Trump appelliert offener an Rassismus als Nixon, weil es nicht sein Ziel ist, die nächste Präsidentschaftswahl zu gewinnen, sondern eine außerparlamentarische rechtsextreme Bewegung auf der Grundlage der Polizei und Teilen des Militärs aufzubauen und autoritäre Herrschaftsformen zu etablieren.

Die Reaktion der Spieler, gemeinsam ihre demokratischen Rechte zu verteidigen, ist ebenso wie die verbreitete Unterstützung in der Bevölkerung zweifellos ein Ausdruck der tief verankerten Unterstützung für demokratische Prinzipien in der arbeitenden Bevölkerung der USA. Trump schlägt mehr Widerstand entgegen, als er erwartet hat. Daher versuchte das Weiße Haus am Montag offensichtlich, den Widerstand durch ein politisches Manöver zu entschärfen.

Pressesprecherin Sarah Huckabee Sanders wies zu Beginn ihrer Pressekonferenz darauf hin, dass sich am 25. September die Integration der Central High School in Little Rock (Arkansas), eines der wichtigsten Ereignisse im Kampf der Bürgerrechtsbewegung, zum 60. Mal jährt. Sie wehrte zahlreiche kritische Fragen zu Trumps Angriffen gegen NFL-Spieler mit der lächerlichen Behauptung ab, der Präsident sei „gegen niemanden“.
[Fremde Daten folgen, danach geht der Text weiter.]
PR #609, opened 2025-02-14
Saved list layout

anish-work:
### Q/A checklist

```bash
poetry lock --no-update
```
- [x] Run tests 
```bash
```
```bash
```
```bash

```
```python
def my_function():
    import pandas as pd
    ...
```

### Legal Boilerplate


daras_ai_v2/base.py
```diff
@@ -2276,43 +2280,255 @@ def render_published_run_preview(self, published_run: PublishedRun):
...
-        self,
-        *,
-        published_run: PublishedRun,
-        allow_hide: bool,
-    ):
+    def render_published_run_full_width(self, published_run: PublishedRun, **kwargs):
+        hide_author_column = True if "hide_author_column" in kwargs else False
+        use_workspace_author = True if "use_workspace_author" in kwargs else False
+        max_desc_words = 230 if hide_author_column else 180
+        max_desc_words_mobile = 100
```
nikochiko, line 2287: Instead of this, you can use arguments with default values. That is more pythonic, clearer.

```python
def render_published_run_full_width(self, published_run: PublishedRun, show_author: bool = False, show_workspace: bool = False, show_workflow: bool = False, show_visibility: bool = False):
    max_description_words = 230 if hide_author_column else 100
    if show_author:
        ...
    if show_workflow:
        ...
    ....
```

daras_ai_v2/base.py
```diff
@@ -2276,43 +2280,255 @@ def render_published_run_preview(self, published_run: PublishedRun):
...
+
+                                        gui.write(
+                                            f"#### {truncate_text_words(tb.h1_title, 50)}",
+                                        )
+                                with gui.div(
+                                    className="d-md-flex d-none align-items-center mb-1 ms-2",
+                                    style={"font-size": "0.9rem"},
+                                ):
+                                    for pill in pills:
+                                        pill()
```
nikochiko, line 2393: how about...

```python
if show_workflow:
    workflow = Workflow(published_run.workflow)
    gui.pill(workflow.short_title, className="...")
if show_visibility: 
    visibility = PublishedRunVisibility(published_run.visibility)
    gui.pill(visibility.get_badge_html(), unsafe_allow_html=True, className="...")
```

nikochiko (dismissed):

daras_ai_v2/base.py
```diff
@@ -2276,43 +2280,255 @@ def render_published_run_preview(self, published_run: PublishedRun):
...
+                            responsive=False,
+                            show_as_link=False,
+                        )
+                    )
+                    if version.change_notes:
+                        with gui.div(className="mt-2"):
+                            gui.caption(
+                                f"{icons.notes} {html.escape(truncate_text_words(version.change_notes, 20))}",
+                                unsafe_allow_html=True,
+                            )
```
nikochiko, line 2439: please break down chunks with their own responsibility into their own functions, so it can be repeated / easier to understand. e.g.

```python
_render_author_column(
    published_run=published_run,
    change_notes=change_notes,
    show_workspace=show_workspace,
)
```

daras_ai_v2/base.py
```diff
@@ -2276,43 +2280,255 @@ def render_published_run_preview(self, published_run: PublishedRun):
...
+                                )
+                                if not use_workspace_author
+                                else self.render_workspace_author(
+                                    published_run.workspace,
+                                    image_size="24px",
+                                    text_size="0.9rem",
+                                    responsive=False,
+                                    show_as_link=False,
+                                )
+                            )
```
nikochiko, line 2507: This would be easier to read with proper `if-else` conditions. 

```python
if not use_workspace_author:
   self.render_author(...)
else:
   self.render_workspace_author(...)
```

Please use the same elsewhere when it spans multiple lines

devxpy (approved):

PR #619, opened 2025-03-07
Refactor format_chat_entry to add input_urls for images, audio, and d…

milovate:
…ocuments to content_text

### Q/A checklist

```bash
poetry lock --no-update
```
- [ ] Run tests 
```bash
```
```bash
```
```bash

```
```python
def my_function():
    import pandas as pd
    ...
```

### Legal Boilerplate


devxpy (approved):

daras_ai_v2/language_model.py
```diff
@@ -1964,11 +1964,27 @@ def entry_to_prompt_str(entry: ConversationEntry) -> str:
...
+    content_text: str,
+    input_images: typing.Optional[list[str]] = None,
+    input_audio: typing.Optional[str] = None,
+    input_documents: typing.Optional[list[str]] = None,
+    render_input_urls: typing.Optional[bool] = False,
 ) -> ConversationEntry:
-    if images:
+
+    input_urls = []
+    if input_images and not render_input_urls:
```
devxpy: this condition didn't make a lot of sense. the parameter is called render_input_urls, but the function then goes on to do the exact opposite (i.e. NOT render URLs)? better naming please

daras_ai_v2/language_model.py
```diff
@@ -1964,11 +1964,27 @@ def entry_to_prompt_str(entry: ConversationEntry) -> str:
...
+        input_urls.append(f"Image URLs: {', '.join(input_images)}")
+    if input_audio and not render_input_urls:
+        input_urls.append(f"Audio URL: {input_audio}")
+    if input_documents and not render_input_urls:
+        input_urls.append(f"Document URLs: {', '.join(input_documents)}")
+
+    content = content_text + ("\n" + "\n".join(input_urls) if input_urls else "")
```
devxpy: you don't need to do the multiple concatenation and then a join() + an inline if-condition. it could have all been folded into one join()

PR #637, opened 2025-04-15
format with ruff

nikochiko:
### Q/A checklist

```bash
poetry lock --no-update
```
- [x] Run tests 
```bash
```
```bash
```
```bash

```
```python
def my_function():
    import pandas as pd
    ...
```

### Legal Boilerplate


devxpy:
Thanks much needed but I'm going to hold this off until a good point where other PRs are merged!

devxpy:
go now

nikochiko:
so the full package (linter + formatter) makes more changes. the earlier changes were only linter.

please take a look at these are some code changes i made to make linter pass: https://github.com/GooeyAI/gooey-server/pull/637/files/587a7fc681f9b02aa55f9d29639d173c52a2a5ed..4c84ae67fb908d400170ffdb463f15306c31ed59
- removed `_reflect(...)` and `_add_shadow(...)` from image segmentation because they weren't used anywhere in the code
- removed `page = VideoBotsStatsPage()` in `bots/tests.py` because it was unused. i can revert if this was intentional and part of the tests
- removing other unused variables

more changes are due to the formatter. i added so we have consistent styles - and ignored some rules to match our codebase.
only the linter is also good and does most of what we needed `black` for. i don't mind a few inconsistencies in style if we don't use the formatter.

handles/models.py
```diff
@@ -246,7 +245,7 @@ def _generate_handle_options_for_team_workspace(
     handle_name = _make_handle_from(display_name)
     yield handle_name[:HANDLE_MAX_LENGTH]
     for i in range(1, 10):
-        yield f"{handle_name[:HANDLE_MAX_LENGTH-1]}{i}"
+        yield f"{handle_name[: HANDLE_MAX_LENGTH - 1]}{i}"
```
nikochiko, line 248: this is the only change where i don't like ruff's suggestion

nikochiko:
note: https://github.com/GooeyAI/gooey-server/pull/640 needs to be merged before this PR because `ModelTrainer` right now depends on one of black's dependencies :p 

the tests still pass because i think github's default python image comes with black & its dependencies.

`poetry run python -X importtime 'server'` failed locally is when i realised

devxpy (approved):

devxpy (approved):

PR #639, opened 2025-04-17
deprecate LLMs with redirect logic

nikochiko:
### Q/A checklist

```bash
poetry lock --no-update
```
- [ ] Run tests 
```bash
```
```bash
```
```bash

```
```python
def my_function():
    import pandas as pd
    ...
```

### Legal Boilerplate

### DIFF
--- a/daras_ai_v2/language_model.py
+++ b/daras_ai_v2/language_model.py
@@ -1,3 +1,5 @@
+from __future__ import annotations
+
 import base64
 import json
 import mimetypes
@@ -80,10 +82,14 @@ class LLMSpec(typing.NamedTuple):
     price: int = 1
     is_chat_model: bool = True
     is_vision_model: bool = False
-    is_deprecated: bool = False
     supports_json: bool = False
     supports_temperature: bool = True
     is_audio_model: bool = False
+    is_deprecated: bool = False
+    # redirect to a different LLM when deprecated
+    redirect_to: typing.Literal[tuple(m.name for m in LargeLanguageModels)] | None = (
+        None
+    )
 
 
 class LargeLanguageModels(Enum):
@@ -196,17 +202,19 @@ class LargeLanguageModels(Enum):
     )
 
     chatgpt_4_o = LLMSpec(
-        label="ChatGPT-4o (openai) 🧪",
+        label="ChatGPT-4o [Swapped by GPT-4o] (openai) 🧪",
         model_id="chatgpt-4o-latest",
         llm_api=LLMApis.openai,
         context_window=128_000,
         max_output_tokens=16_384,
         price=10,
         is_vision_model=True,
+        is_deprecated=True,
+        redirect_to="gpt_4_o",
     )
     # https://platform.openai.com/docs/models/gpt-4-turbo-and-gpt-4
     gpt_4_turbo_vision = LLMSpec(
-        label="GPT-4 Turbo with Vision (openai)",
+        label="GPT-4 Turbo with Vision [Swapped by GPT-4o] (openai)",
         model_id=(
             "openai-gpt-4-turbo-2024-04-09-prod-eastus2-1",
             "gpt-4-turbo-2024-04-09",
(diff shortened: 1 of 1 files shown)


daras_ai_v2/language_model.py
```diff
@@ -819,6 +874,13 @@ def run_language_model(
     ), "Pleave provide exactly one of { prompt, messages }"
 
     model: LargeLanguageModels = LargeLanguageModels[str(model)]
+
+    if model.is_deprecated:
+        if model.redirect_to:
+            return run_language_model(**locals() | {"model": model.redirect_to})
+        else:
+            raise UserError(f"Model {model} is deprecated.")
```
nikochiko, line 882: this is new behavior for deprecated models without a `redirect_to` option. raising `UserError` here.

earlier, the behavior was to attempt to run the model regardless.

daras_ai_v2/language_model.py
```diff
@@ -1,3 +1,5 @@
+from __future__ import annotations
```
nikochiko, line 1: needed for future reference to `LargeLanguageModels` for the type of `redirect_to` attribute.

devxpy:
I wonder if a more robust way to do this would be to define the fallback on the `LLMApis` level instead of the model level. because the fallbacks themselves will get deprecated eventually!

daras_ai_v2/language_model.py
```diff
@@ -819,6 +874,26 @@ def run_language_model(
     ), "Pleave provide exactly one of { prompt, messages }"
 
     model: LargeLanguageModels = LargeLanguageModels[str(model)]
+
+    if model.is_deprecated:
+        if model.redirect_to:
```
devxpy, line 879: why are these 2 nested conditions

nikochiko: the other way to write would be:
```python
if model.is_deprecated and model.redirect_to:
    ...
elif model.is_deprecated:
  ...
```

devxpy: sounds good but I dont see an elif condition required in your code

nikochiko: It is this at the moment:

```python
if model.is_deprecated:
  if model.redirect_to:
    return run_language_model(...)
  else:
    raise UserError("model is deprecated")
```

Yes moving to non-nested `if`-`elif` will be more obvious

devxpy: image

nikochiko: ah. that doesn't look right. will fix

nikochiko:
> I wonder if a more robust way to do this would be to define the fallback on the LLMApis level instead of the model level. because the fallbacks themselves will get deprecated eventually!

we can add `redirect_to` on those models and that chain will work?

nikochiko:
`run_language_model()` -> `run_language_model()` -> `run_language_model()`

devxpy:
@coderabbitai review

devxpy:
Also:
- the "[Redirects to GPT-4o-mini]" bit should be auto generated
- redirect_to can be a direct reference to the instance variable `gpt_4_o` instead of the string `"gpt_4_o"`

daras_ai_v2/language_model.py
devxpy: fyi: I would have dont it like this, but what you have works
```
if model.is_deprecated:
	if not model.redirect_to:
	    raise UserError(f"Model {model} is deprecated.")	
    return run_language_model(...)
```

nikochiko:
> redirect_to can be a direct reference to the instance variable gpt_4_o instead of the string "gpt_4_o"

this is what i did initially, but the way the `Enum` is written doesn't allow me to obtain the `name`. `.name` property is not available because within the class `gpt_4_o` refers to an instance of `LLMSpec` instance and not `LargeLanguageModels`. `__name__` also did not work.

devxpy (approved):

PR #652, opened 2025-04-28
update text on share pills

nikochiko:
### Q/A checklist

```bash
poetry lock --no-update
```
- [x] Run tests 
```bash
```
```bash
```
```bash

```
```python
def my_function():
    import pandas as pd
    ...
```

### Legal Boilerplate


devxpy (dismissed):

widgets/saved_workflow.py
```diff
@@ -124,96 +118,110 @@ def render_saved_workflow_preview(
                                     style={"fontSize": "0.9rem"},
                                 )
                     with gui.div(
-                        className="d-none d-md-flex flex-1 align-items-center render_example_author_meta"
+                        className="d-none d-md-flex container-margin-reset align-items-center gap-2"
```
nikochiko, line 121: `flex-1` did not have any styles. `render_example_author_meta` is repeated in `render_saved_workflow_author`.

widgets/saved_workflow.py
```diff
@@ -124,96 +118,110 @@ def render_saved_workflow_preview(
...
+):
+    className = "d-flex align-items-center container-margin-reset gap-2 " + (
+        props.pop("className", "")
+    )
+    with gui.div(className=className, **props):
+        items = filter(None, items)
+        for i, item in enumerate(items):
+            if i != 0:
+                gui.write(separator)
+            item()
```
nikochiko, line 224: @devxpy thoughts on this abstraction?

it was getting tedious to put separators. it was also muddying the core logic in rendering functions. i'm not very happy about the `lambda`s though.

widgets/saved_workflow.py
```diff
@@ -124,96 +118,110 @@ def render_saved_workflow_preview(
...
+    hide_version_notes: bool = False,
+    hide_visibility_pill: bool = False,
+    **props,
+):
+    version = published_run.versions.latest()
+    items = []
+    if not hide_version_notes and version.change_notes:
+        items.append(
+            lambda: gui.caption(
+                f"{icons.notes} {html.escape(version.change_notes)}",
```
nikochiko, line 198: `html.escape` was missing here - allowed javascript xss.

widgets/saved_workflow.py
devxpy: just use css

devxpy (approved):

PR #265, opened 2016-05-26
Fix typo in error message.

mtyaka:
"... calculating **the** your computed value ..." -> "... calculating your computed value ..."


mweststrate:
Thanks!

Issue #293, opened 2016-06-02
Naming autoruns


jamiewinder:
I know you can name an autorun by naming the function parameter:

```javascript
const disposer = autorun(function iAmANamedAutorun() {
    // ...
});
```

Which is great for debugging, but it can be a bit of a pain to fully utilize. For example, if I want to do something like this:

```javascript
const fn = () => {
     // ...
}
fn.name = 'update autorun for item#' + item.id;
const disposer = autorun(fn);
```
It's a little convoluted. It'd be nice if I could do:
```javascript
const disposer = autorun('update autorun for item#' + item.id, () => {
});
```

This'd also align nicely with how an `[@]action` can be named. I'm happy to try adding this if there is any interest?

mweststrate:
Sounds like a very good idea! Feel free to go ahead, I don't think it will introduce overload issues

PR #294, opened 2016-06-02
Named autorun function

jamiewinder:
Implements optionally named autoruns suggested here:
https://github.com/mobxjs/mobx/issues/293

### DIFF
--- a/src/api/autorun.ts
+++ b/src/api/autorun.ts
@@ -127,6 +127,7 @@ export function autorunAsync(arg1: any, arg2: any, arg3?: any, arg4?: any) {
 
 	if (scope)
 		func = func.bind(scope);
+
 	let isScheduled = false;
 
 	const r = new Reaction(name, () => {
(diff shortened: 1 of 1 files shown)


mweststrate:
Thanks for the PR and looking good! Some notes / room for improvements (don't feel obliged to do so, but help is appreciated nonetheless :))

* [ ] add unit tests
* [ ] update docs
* [ ] add to release notes
* [ ] introduce optional name param to `autorunAsync`, `when` and `reaction` as well?

jamiewinder:
Thanks for the feedback so far!

I've now added the same parameter to `autorunAsync`, `when`, and `reaction`. I've hopefully kept the same logic and defaults (I notice `autorunAsync` has delay default to 1ms, and reaction defaults to 0ms - intentional?). 

I haven't added the parameter to `autorunUntil` - presumably if it's deprecated, it isn't necessary?

I don't mind updating the documentation once you're happy with the code changes. Unit tests aren't my strong point however, so I might not be the best person to write those!

jamiewinder:
Just to add - since the `name` is now determined in the `when` function rather than `autorun`, we have the opportunity to default to `When@###` rather than `Autorun@###` as it will currently. This appears to fit with what the defaults are in `autorunAsync` (AutorunAsync@###) and `reaction` (Reaction@###).

mweststrate:
Merged the changes and will be part of 2.3. Thanks!

jamiewinder:
Great! Not sure if my last comment was noticed (about defaulting the name of a `when` to When@ rather than Autorun@) but it can be updated if needed. Happy to help, and many thanks for the library (and accepting my first every GitHub PR!)

mweststrate:
@jamiewinder thanks! missed that indeed :) Thanks for contributing!

Issue #306, opened 2016-06-06
[ComputedValue] It is not allowed to assign new values to computed properties [React Native, iOS 8]


aksonov:
I'm not changing any computed property. No exception for iOS 9, but only iOS 8. Problem happens during intensive load of messages during React rendering with that computed value (i.e. computed property is constantly changed because observable data is changed)

![simulator screen shot 06 jun 2016 17 25 26](https://cloud.githubusercontent.com/assets/1321329/15827562/e7685c8e-2c0b-11e6-8bb7-cc5b8665086d.png)

mweststrate:
Could you also include all console output?

aksonov:
I don't see any logging within console. If you meant full error stack trace, it is very very long and i don't see how to get it as text, i can't cut & paste from that screen... Here is beginning
![simulator screen shot 07 jun 2016 17 32 54](https://cloud.githubusercontent.com/assets/1321329/15864090/e98d4482-2cd5-11e6-8e25-4432ee257d7b.png)

mweststrate:
Could you check whether MobX 2.3 improves this?

aksonov:
Just found that 2.3 brakes @autobind support (with autobind-decorator module)- my app cannot work at all (i.e. `this` is not visible within @action methods). Could you fix it?

mweststrate:
Could you make a reproduction? cannot 100% agree that it is fixable, (I normalized subtle difference between typescript and babel, so I had to find a subset of patterns which is supported by both). 

Not however that autobind is not needed if field initializers are enabled in your babel rc, eg. the following is already bound to this:

`@action myAction = () =>  { }`

mweststrate:
And babel also has a syntax for autobinding, something like `::field`, but I always forget the name :)

aksonov:
With 2.3 i've got error `this.model` is undefined.

```javascript
@autobind
export default class XmppStore {

  @action onConnect(){
    this.model.connected = true;
    this.model.connecting = false;
  }
}
```

mweststrate:
Would it be acceptable for you to write it as `@action onConnect = () => {...`? I think it might relate to the initialization order of the decorators.

aksonov:
@mweststrate It works under iOS 8 now, thanks!!

aksonov:
It is interesting what the reason was...

mweststrate:
[...]

Issue #211, opened 2016-04-22
Make modifiers api simpler & uniform


mweststrate:
I think the use of modifiers can be made more intuitive. In short, instead of the (imho) weird wrapping functions as modifiers, use a settings object that can be passed to both `extendObservable` and `(@)observable`. 

Some examples:

(ES6) Create an observable reference to a non-observable array:
`@observable prop = asReference([])` -> `@observable({ reference: true }) = []`

(ES6) Create an observable array, but do not make the children observable:
`@observable prop = asFlat([])` -> `@observable({ shallow: true }) = []`

(ES5) Create an observable reference to a non-observable array:
`extendObservable(this, { prop: [] }, { reference: true })`

This means that you will sometimes need two `extendObservable` calls where previously one would do, but I think the api will be cleaner.

So the modifiers would get a slight rename as well: `asStructure` ->  `struct`, `asReference` -> `reference`, `flat` -> `shallow`.

It could be interesting to merge the concepts of `shallow` and `reference`, as I don't think anybody is using shallow objects, and for primitive values shallow and reference behave the same. But in that case it would not be possible anymore to create references to non-observable arrays anymore.

Issues #197 #173 #55 should be addressed by these changes.

What do you guys think? Suggestions are welcome!

AriaFallah:
I'm not so sure about this one. For example in my code for mobx-store I'm using

```js
db.set(key, createData(db, key, value.__data))
```

where createData is

```js
export function createData(obj: Object, key: string, value: Array<any> = []) {
  return {
    obs: value, // The observable array
    __data: asReference(value) // The underlying array
  }
}
```

If you change the API, how would you handle cases like this?

Also in the case that you have something like

```js
observable({
  a: asFlat([]),
  b: asStructure({}),
  c: asReference([])
})
```

I'd need to call extendObservable 3 times, which doesn't seem so intuitive.

As a side note:

The names `asStructure` and `struct` never made that much sense to me. Something with `deep` in it is a bit more intuitive considering it's deeply comparing the observable value to the previous one.

hnordt:
I liked te idea. The current modifiers API is weird, the new proposal are cleaner.

AriaFallah:
@mweststrate Would it be possible to just have both? Keeping them as exports, but also updating the `@observable` decorator?

mweststrate:
[...]

PR #313, opened 2016-06-10
Fix decorators

### LINKED ISSUE #288: Observing a store property seems to work when using Typescript but not when using ES6/Babel
Running the following snippet with ES6/Babel leads to an invariant error:

```javascript
class Store {
  @observable foo = ''
}

const store = new Store();

mobx.observe(store, 'foo', () => {
  console.log('Change observed');
}, true);

// --> Invariant failed: first argument of observe should be an (observable)object or observableMap if a property name is given
```

Running it with Typescript (tried in JSBin) seems to work just fine.

mweststrate:
* decorators are now stored on prototype if possible: gives significant perfomance improvements in CPU and MEM usage (30-50% in benchmarks)
* subtle differences between typescript and babel are now largely gone
* Object.keys(instance) will no longer report observable properties, in contrast to for .. in ...
* more code reuse between decorators
* improved test coverage
* This PR also fixes #288 and makes it a lot easier to make decorators configurable (see also #211)

Benchmark of creating and modifying 100K objects:

language | instantiating (ms) | modifying(ms) | peak mem
---- | --- | ---- | ---
ts (before PR) |  1308 |  7491 | 360MB
ts | 938 | 2222 | 198MB
babel (before PR) | 14 | 5348 | 374MB
babel | 19 | 2046 | 194MB

### DIFF
--- a/src/api/computeddecorator.ts
+++ b/src/api/computeddecorator.ts
@@ -1,36 +1,15 @@
 import {ValueMode, getValueModeFromValue, asStructure} from "../types/modifiers";
 import {IObservableValue} from "./observable";
-import {asObservableObject, setObservableObjectInstanceProperty, defineObservableProperty} from "../types/observableobject";
-import {invariant, assertPropertyConfigurable} from "../utils/utils";
+import {asObservableObject, defineObservableProperty} from "../types/observableobject";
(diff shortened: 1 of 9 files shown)


mweststrate:
This *might* also fix #306

PR #322, opened 2016-06-14
Fix inconsistent title/desc in getting-started doc

spion:
Makes it consistent with the title tag, which says ten. 

Not normally an issue except when shared on social networks. e.g. facebook messenger:

image

Is it five? Or ten? 😀


mweststrate:
Thanks for noticing!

Dies ist jedoch nur politisches Theater. Die wahren Ziele der Trump-Regierung sind die gleichen wie zuvor: militärische Aufrüstung, das Provozieren von Krisen, die zu einem offenen Krieg gegen Nordkorea, China, den Iran und Russland eskalieren könnten, Angriffe auf die demokratischen Rechte der Arbeiterklasse und die Zerstörung von Sozialprogrammen wie Medicaid, Medicare und Social Security.

Die Reaktion der NFL-Spieler ist ein politisch gutes Zeichen. Sie hat sowohl die Trump-Regierung als auch ihre liberalen „Kritiker“ erschüttert, die beide den Klasseninteressen der Wall Street verpflichtet sind. Doch der Sieg über diese Regierung erfordert mehr als nur instinktiven und politisch unausgereiften Widerstand, nämlich den Aufbau einer politischen Bewegung der Arbeiterklasse mit dem Ziel, die Kontrolle der Wirtschafts- und Finanzoligarchie zu beenden und ihre eigenen sozialen Interessen - u.a. Arbeitsplätze, einen angemessenen Lebensstandard, Sozialleistungen, demokratische Rechte und Frieden - mittels eines sozialistischen Programms durchzusetzen. Nur die Entwicklung eines solchen Klassenprogramms kann als Gegengewicht zu der Mobilisierung ultrarechter und faschistischer Demagogen dienen und die gesamte Arbeiterklasse über alle Grenzen von Hautfarbe und Herkunft in einem gemeinsamen Kampf für soziale Gleichheit vereinen.